老头儿当时说:“我相信你去敦煌是为了未来的艺术方向,但,一定有那个小姑娘的原因吧?她是个怎样的人?”

“她啊,她像是自然本身。”周亓谚听见自己的声音中藏着与有荣焉的珍爱,唇角微微翘起。

万物生长是她,风雨忽晴是她,摇曳的格桑花是她,自由奔跑的马儿是她,她直趣坚韧、天真纯厚,像潺潺融化的冰川,也像安静伫立的山脉。她是他崭新的春天。

第61章 透辉 爱人

周亓谚离开之后, 宁玛那股强烈的无所适从瞬间卸下,她开始回想刚刚发生的事。

真奇怪,明明刚才他在的时候, 她总想关起门来躲避。现在他走了,又很想看见他、听见他、触碰他。

宁玛歪着头想了一会儿, 也许就像骑马?很久没骑之后身体难免生疏,但每个藏民心中对自己的马儿,都是永远珍爱的。即使这匹马儿之前将主人不小心摔伤。

为了避免尴尬, 宁玛决定趁周亓谚外出, 赶紧把澡洗了。

从浴室出来后,宁玛把洗护用品的包装袋团在手心, 然后开始满房子找垃圾桶, 从主卧到客厅,最后直到次卧才找到。

准确来说,那不是次卧, 而是周亓谚打造的工作间。画册和各种显示器摆放的很混乱,似乎是特意为中心腾出一片空间, 在那片空地上, 是伞。

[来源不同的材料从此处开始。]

PR #2994, opened 2024-06-18
Revert code we don't need anymore

oldergod:
cc @deanpapastrat


deanpapastrat (approved):
Looks good to me since this effectively a rollback to the version pre `5.0.0-alpha02-square04`.

deanpapastrat:
Although maybe the commit should be titled `inefficient`?

swankjesse (approved):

还是那把熟悉的飞天莲花藻井遮阳伞,之前折断的伞骨已经被彻底抽出, 放在一旁。但它此刻却是完好的,伞骨伶仃却铮铮, 完美地将伞面饱满撑起, 弧度优雅。

宁玛走近看,只觉得伞骨材质很奇怪,看着不像合金。

开关门和脚步声响起,是周亓谚回来了。宁玛下意识地转身, 莫名有一种干坏事被抓包的感觉。

他已经来到房间门口,只有一盏氛围灯从宁玛身后散发着朦胧微光。

周亓谚看不太清她的表情,却听见“啪嗒”一声,是水珠打在伞面的声音。

“你哭了?”周亓谚有点惊讶,心想修把伞也不至于让宁玛这么感动吧。